PR #500, opened 2014-09-19
Added option to specify the minimum disk space at which recording is stopped

cedricpradalier:
We record on a small-ish disk (10GB available) and we've been bitten several time by the hard-coded 1GB limit at which recording stops. On our system, is is 10% of the capacity that is lost. This option makes this parameter manually configurable for a given system.

### DIFF
--- a/tools/rosbag/include/rosbag/recorder.h
+++ b/tools/rosbag/include/rosbag/recorder.h
@@ -106,6 +106,8 @@ struct ROSBAG_DECL RecorderOptions
     uint32_t        max_size;
     ros::Duration   max_duration;
     std::string     node;
+    unsigned long long   min_space;
+    std::string     min_space_str;
 
     std::vector<std::string> topics;
 };
--- a/tools/rosbag/include/rosbag/recorder.h
+++ b/tools/rosbag/include/rosbag/recorder.h
@@ -87,27 +87,27 @@ struct ROSBAG_DECL RecorderOptions
 {
     RecorderOptions();
 
-    bool            trigger;
-    bool            record_all;
-    bool            regex;
-    bool            do_exclude;
-    bool            quiet;
-    bool            append_date;
-    bool            snapshot;
-    bool            verbose;
-    CompressionType compression;
-    std::string     prefix;
-    std::string     name;
-    boost::regex    exclude_regex;
-    uint32_t        buffer_size;
-    uint32_t        chunk_size;
-    uint32_t        limit;
-    bool            split;
-    uint32_t        max_size;
-    ros::Duration   max_duration;
-    std::string     node;
-    unsigned long long   min_space;
-    std::string     min_space_str;
+    bool               trigger;
+    bool               record_all;
+    bool               regex;
+    bool               do_exclude;
+    bool               quiet;
+    bool               append_date;
+    bool               snapshot;
+    bool               verbose;
+    CompressionType    compression;
+    std::string        prefix;
+    std::string        name;
+    boost::regex       exclude_regex;
+    uint32_t           buffer_size;
+    uint32_t           chunk_size;
+    uint32_t           limit;
+    bool               split;
+    uint32_t           max_size;
+    ros::Duration      max_duration;
+    std::string        node;
+    unsigned long long min_space;
+    std::string        min_space_str;
 
     std::vector<std::string> topics;
 };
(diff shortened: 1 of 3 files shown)


dirk-thomas:
@ros-pull-request-builder

tools/rosbag/src/record.cpp
```diff
@@ -140,6 +141,38 @@ rosbag::RecorderOptions parseOptions(int argc, char** argv) {
...
+                default:
+                    opts.min_space = value;
+                    break;
+            }
+        } else {
+            value = 1073741824ull;
+            opts.min_space_str = "1G";
+            opts.min_space = value;
+        }
+        // ROS_INFO("Rosbag using minimum space of %lld bytes, or %s",opts.min_space,opts.min_space_str.c_str());
```
tfoote: This would be better as a ROS_DEBUG instead of a commented ROS_INFO

tools/rosbag/src/record.cpp
```diff
@@ -140,6 +141,38 @@ rosbag::RecorderOptions parseOptions(int argc, char** argv) {
...
+    }
```
tfoote, line 173: Is the min_space set if the option is not passed? I see an else if the value fails to parse, but not for the option is not specified.

cedricpradalier, line 173: I thought that was the point of the default value in the option description, but over-initializing does not hurt.

tools/rosbag/src/record.cpp
cedricpradalier: Will do. Thanks

tools/rosbag/src/record.cpp
tfoote, line 173: Sorry, I was looking for a ull number for the initialization. The 1G value will be fine.

cedricpradalier:
Integrated latest comments. Should I reissue a merge request?

dirk-thomas:
Please update the patch to follow similar code style than in the surrounding code, e.g. spaces around operators, after commas, etc.

cedricpradalier:
OK, will do.

tfoote:
You don't need to reopen the pull-request. When you update your public branch for the source (in this case cedricpradalier:indigo-devel), this pull-request automatically receives the updates. Though do comment when you push code updates as we don't get a notification email when code changes.

cedricpradalier:
I've updated what I found, but if there are other spaces and commas you want me to move, please be specific. It takes me a lot of time to compare format character per character, when this type of prettyfying should really be done by an automatic parser in my opinion.

cedricpradalier:
Following up on this little patch. Anything I should do to push it in?
Regards.

tools/rosbag/include/rosbag/recorder.h
```diff
@@ -87,25 +87,27 @@ struct ROSBAG_DECL RecorderOptions
...
-    std::string     prefix;
-    std::string     name;
-    boost::regex    exclude_regex;
-    uint32_t        buffer_size;
-    uint32_t        chunk_size;
-    uint32_t        limit;
-    bool            split;
-    uint32_t        max_size;
-    ros::Duration   max_duration;
-    std::string     node;
```
dirk-thomas, line 108: Please avoid reindenting the existing lines.

tools/rosbag/src/record.cpp
```diff
@@ -140,6 +141,36 @@ rosbag::RecorderOptions parseOptions(int argc, char** argv) {
     {
       opts.limit = vm["limit"].as<int>();
     }
+    if (vm.count("min-space"))
+    {
+        std::string ms = vm["min-space"].as<std::string>();
+        long long int value=1073741824ull;
+        char mul=0;
```
dirk-thomas, line 148: Whitespaces around `=`.

tools/rosbag/src/record.cpp
```diff
@@ -140,6 +141,36 @@ rosbag::RecorderOptions parseOptions(int argc, char** argv) {
     {
       opts.limit = vm["limit"].as<int>();
     }
+    if (vm.count("min-space"))
+    {
+        std::string ms = vm["min-space"].as<std::string>();
+        long long int value=1073741824ull;
```
dirk-thomas, line 147: Whitespaces around `=`.

dirk-thomas:
Please consider updating the PR according to the comments in order to be merged. Thank you.

dirk-thomas:
Manually merged with modification in f8fa420e54772cddb07c0d7d6693c9b59f94cc6e.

•••••

▸ **TASK TO CARRY OUT**
Every line above must appear again in your reply, exactly as written.

▸ **ANSWER**
PR #500, opened 2014-09-19
Added option to specify the minimum disk space at which recording is stopped

cedricpradalier:
We record on a small-ish disk (10GB available) and we've been bitten several time by the hard-coded 1GB limit at which recording stops. On our system, is is 10% of the capacity that is lost. This option makes this parameter manually configurable for a given system.

### DIFF
--- a/tools/rosbag/include/rosbag/recorder.h
+++ b/tools/rosbag/include/rosbag/recorder.h
@@ -106,6 +106,8 @@ struct ROSBAG_DECL RecorderOptions
     uint32_t        max_size;
     ros::Duration   max_duration;
     std::string     node;
+    unsigned long long   min_space;
+    std::string     min_space_str;
 
     std::vector<std::string> topics;
 };
--- a/tools/rosbag/include/rosbag/recorder.h
+++ b/tools/rosbag/include/rosbag/recorder.h
@@ -87,27 +87,27 @@ struct ROSBAG_DECL RecorderOptions
 {
     RecorderOptions();
 
-    bool            trigger;
-    bool            record_all;
-    bool            regex;
-    bool            do_exclude;
-    bool            quiet;
-    bool            append_date;
-    bool            snapshot;
-    bool            verbose;
-    CompressionType compression;
-    std::string     prefix;
-    std::string     name;
-    boost::regex    exclude_regex;
-    uint32_t        buffer_size;
-    uint32_t        chunk_size;
-    uint32_t        limit;
-    bool            split;
-    uint32_t        max_size;
-    ros::Duration   max_duration;
-    std::string     node;
-    unsigned long long   min_space;
-    std::string     min_space_str;
+    bool               trigger;
+    bool               record_all;
+    bool               regex;
+    bool               do_exclude;
+    bool               quiet;
+    bool               append_date;
+    bool               snapshot;
+    bool               verbose;
+    CompressionType    compression;
+    std::string        prefix;
+    std::string        name;
+    boost::regex       exclude_regex;
+    uint32_t           buffer_size;
+    uint32_t           chunk_size;
+    uint32_t           limit;
+    bool               split;
+    uint32_t           max_size;
+    ros::Duration      max_duration;
+    std::string        node;
+    unsigned long long min_space;
+    std::string        min_space_str;
 
     std::vector<std::string> topics;
 };
(diff shortened: 1 of 3 files shown)


dirk-thomas:
@ros-pull-request-builder

tools/rosbag/src/record.cpp
```diff
@@ -140,6 +141,38 @@ rosbag::RecorderOptions parseOptions(int argc, char** argv) {
...
+                default:
+                    opts.min_space = value;
+                    break;
+            }
+        } else {
+            value = 1073741824ull;
+            opts.min_space_str = "1G";
+            opts.min_space = value;
+        }
+        // ROS_INFO("Rosbag using minimum space of %lld bytes, or %s",opts.min_space,opts.min_space_str.c_str());
```
tfoote: This would be better as a ROS_DEBUG instead of a commented ROS_INFO

tools/rosbag/src/record.cpp
```diff
@@ -140,6 +141,38 @@ rosbag::RecorderOptions parseOptions(int argc, char** argv) {
...
+    }
```
tfoote, line 173: Is the min_space set if the option is not passed? I see an else if the value fails to parse, but not for the option is not specified.

cedricpradalier, line 173: I thought that was the point of the default value in the option description, but over-initializing does not hurt.

tools/rosbag/src/record.cpp
cedricpradalier: Will do. Thanks

tools/rosbag/src/record.cpp
tfoote, line 173: Sorry, I was looking for a ull number for the initialization. The 1G value will be fine.

cedricpradalier:
Integrated latest comments. Should I reissue a merge request?

dirk-thomas:
Please update the patch to follow similar code style than in the surrounding code, e.g. spaces around operators, after commas, etc.

cedricpradalier:
OK, will do.

tfoote:
You don't need to reopen the pull-request. When you update your public branch for the source (in this case cedricpradalier:indigo-devel), this pull-request automatically receives the updates. Though do comment when you push code updates as we don't get a notification email when code changes.

cedricpradalier:
I've updated what I found, but if there are other spaces and commas you want me to move, please be specific. It takes me a lot of time to compare format character per character, when this type of prettyfying should really be done by an automatic parser in my opinion.

cedricpradalier:
Following up on this little patch. Anything I should do to push it in?
Regards.

tools/rosbag/include/rosbag/recorder.h
```diff
@@ -87,25 +87,27 @@ struct ROSBAG_DECL RecorderOptions
...
-    std::string     prefix;
-    std::string     name;
-    boost::regex    exclude_regex;
-    uint32_t        buffer_size;
-    uint32_t        chunk_size;
-    uint32_t        limit;
-    bool            split;
-    uint32_t        max_size;
-    ros::Duration   max_duration;
-    std::string     node;
```
dirk-thomas, line 108: Please avoid reindenting the existing lines.

tools/rosbag/src/record.cpp
```diff
@@ -140,6 +141,36 @@ rosbag::RecorderOptions parseOptions(int argc, char** argv) {
     {
       opts.limit = vm["limit"].as<int>();
     }
+    if (vm.count("min-space"))
+    {
+        std::string ms = vm["min-space"].as<std::string>();
+        long long int value=1073741824ull;
+        char mul=0;
```
dirk-thomas, line 148: Whitespaces around `=`.

tools/rosbag/src/record.cpp
```diff
@@ -140,6 +141,36 @@ rosbag::RecorderOptions parseOptions(int argc, char** argv) {
     {
       opts.limit = vm["limit"].as<int>();
     }
+    if (vm.count("min-space"))
+    {
+        std::string ms = vm["min-space"].as<std::string>();
+        long long int value=1073741824ull;
```
dirk-thomas, line 147: Whitespaces around `=`.

dirk-thomas:
Please consider updating the PR according to the comments in order to be merged. Thank you.

dirk-thomas:
Manually merged with modification in f8fa420e54772cddb07c0d7d6693c9b59f94cc6e.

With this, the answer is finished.